# 25 miles offshore tomorrow



## jaime1982

Anyone off tomorrow? I had a buddy from work cancel on me and cant make it. Plan to hit some close spots (25-30) tomorrow for some kings, ling, shark. Maybe hit the jetty on the way back in. My son might go but prefer an adult with me in the big water. Will be going out on my 19' bluewave, the forcast looks pretty good but I havent been offshore in about 3 weeks so we will have to search around for em.


----------



## jaime1982

I think i found someone to join me

Sent from my SAMSUNG-SM-G870A using Tapatalk


----------



## jaime1982

Son decided not to go, I have room for another if your not a real big guy. I dont mean to offend anyone just my boat is only a 19'.

Sent from my SAMSUNG-SM-G870A using Tapatalk


----------



## Z

how did it go?

did you leave out of the Aransas Pass?


----------



## jaime1982

Z said:


> how did it go?
> 
> did you leave out of the Aransas Pass?


Weather was nice early but quickly did the gulf turn around. We hit up east bay in the afternoon. Caught some jacks and a small 4'shark but we let him go. Got some good bites trolling snapper slappers with a baited cigar but no takers. Settled for a box of trout. We head out from Galveston. Gonna check the weather, im off tues-thurs!


----------



## jaime1982

Water was decent close by

Sent from my SAMSUNG-SM-G870A using Tapatalk


----------



## jaime1982

Looking to head out Monday, wind is supposed to be down. Kings & Shark trip and possibly east bay for trout on the way back. Anyone with some experience wanna pitch in and go. PM Me


----------



## jaime1982

Anyone with some experience up for a pitch in trip tomorrow, im pretty sure i got the go ahead from wifey.
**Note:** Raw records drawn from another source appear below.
PR #685, opened 2020-01-07
Updating TLSVerificationHandler

WilliamIzzo83:
Motivation:

When tls handshake is over there is no need to raise a failure if no
protocol has been negotiated.

Modifications:

The ```TLSVerificationHandler.userInboundEventTriggered``` method has
been updated so that it always succeed. However it will notice when a
protocol could not be negotiated

Result:

This change allows a successful connection even when a protocol is not
negotiated. By doing so we are more consistent with other grpc
implementations.

This is related to #680


Sources/GRPC/TLSVerificationHandler.swift
```diff
@@ -85,14 +85,12 @@ internal class TLSVerificationHandler: ChannelInboundHandler, RemovableChannelHa
         return
     }
 
-    self.logger.debug("TLS handshake completed, negotiated protocol: \(String(describing: negotiatedProtocol))")
     if let proto = negotiatedProtocol, GRPCApplicationProtocolIdentifier(rawValue: proto) != nil {
```
glbrntt: Can you remove the check against `GRPCApplicationProtocolIdentifier` since we know that the protocol we agreed upon must be one that we suggested in the first place? 

There's an edge case here (which we didn't handle correctly before) wherein the user could override the suggested protocols to include one that isn't in `GRPCApplicationProtocolIdentifier`, if that was the case now we'd log "unknown protocol" which isn't quite true.

Sources/GRPC/TLSVerificationHandler.swift
```diff
@@ -85,14 +85,12 @@ internal class TLSVerificationHandler: ChannelInboundHandler, RemovableChannelHa
...
-      self.logger.debug("negotiated application protocol is valid")
-      self.verificationPromise.succeed(())
+      self.logger.debug("TLS handshake completed, negotiated protocol: \(proto)")
     } else {
-      self.logger.error("negotiated application protocol is invalid: \(String(describing: negotiatedProtocol))")
-      let error = GRPCError.client(.applicationLevelProtocolNegotiationFailed)
-      self.verificationPromise.fail(error)
+      self.logger.debug("TLS handshake completed, unknown protocol")
```
glbrntt: nit: It's more like "no protocol negotiated" rather than unknown.

Tests/GRPCTests/TLSVerificationHandlerTests.swift
```diff
@@ -0,0 +1,59 @@
+/*
+ * Copyright 2019, gRPC Authors All rights reserved.
```
glbrntt:
```suggestion
 * Copyright 2020, gRPC Authors All rights reserved.
```

Tests/GRPCTests/TLSVerificationHandlerTests.swift
```diff
@@ -0,0 +1,59 @@
...
+    let tlsVerificationHandler = TLSVerificationHandler()
+    let channel = EmbeddedChannel(handler: tlsVerificationHandler)
+    var expectations = [XCTestExpectation]()
+    
+    GRPCApplicationProtocolIdentifier.allCases.forEach {
+      let exp = self.expectation(description: "tls \(String(describing:$0)) protocol success")
+      expectations.append(exp)
+      let handshakeEvent = TLSUserEvent.handshakeCompleted(negotiatedProtocol: $0.rawValue)
+      channel.pipeline.fireUserInboundEventTriggered(handshakeEvent)
+      tlsVerificationHandler.verification.assertSuccess(fulfill: exp)
```
glbrntt: This won't do _quite_ what you expect: there's only one instance of the `tlsVerificationHandler` here so only one `verification` future. The future will be fulfilled in the first iteration of this loop: subsequent fulfilment of the futures promise in the handler will have no effect here so the `expectation` from each iteration will only depend on the first protocol you try.

Sources/GRPC/TLSVerificationHandler.swift
WilliamIzzo83: Ok!

Sources/GRPC/TLSVerificationHandler.swift
WilliamIzzo83: Yep

Tests/GRPCTests/TLSVerificationHandlerTests.swift
WilliamIzzo83: Oh dear! Sorry, I guess I need to get used to the idea :D

Tests/GRPCTests/TLSVerificationHandlerTests.swift
WilliamIzzo83: Nice catch! I'll have a verification handler for each protocol

WilliamIzzo83:
Glad to be helpful!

Sent from my SAMSUNG-SM-G870A using Tapatalk


----------



## seapro

How did you do today? I wish I could have joined you, but work got in the way.


----------



## artys_only

I know they limited on kings and that was early , water looked great from the pictures he sent me !


----------



## jaime1982

We did pretty good. Started the day with some trolling at the first sight of clean water. Waves were NOT 2' as reported but we stuck with it, its always a bit bumpy past the jetty. Checked out all the ships on the way out and NADA. Winds layed down so we checked out mitchells and pipe reefs to find birds and bait everywhere. Trolled and nothing big enough so we bumped cigs on the bottom and nothing. Next we saw a bunch of bait by the rig so we tied up and free lined digs on 7/0 circles and it was on. King after king till we had our 6. Had 2 huge runners that broke off at the leader (we never even slowed em down.

After that we checked out about 4 ships for ling on the way back towards the beach front and nada, at any of them and we checked good throwing chum pieces at all of them.

Finally drifted the beach hoping to put a small BT shark in the box. We landed 2 decent sized ones, cleaned em up and headed home. Pretty decent day and better that a good day at work lol.


----------



## jaime1982

Possible room for sharks in the AM and trout in the afternoon. Will need to be a pitch in trip. Prefer someone with experience and gear. Planning to head out or TCD and hit the beachfront then eastbay reefs. Possibly the jettys too.


----------



## jaime1982

Dont have a commited person for tues or wed yet and the weather is supposed to be great. Thinking of a run out to the 209 and next rig to it(20ish out) and see if anything is home. If not hit the jetty and misc spots on the way back.

Is anyone off? Prefer someone with a little experience. Pm me

Sent from my SAMSUNG-SM-G870A using Tapatalk


----------



## jaime1982

I think i got somebody to go with me. Thks!

Sent from my SAMSUNG-SM-G870A using Tapatalk


----------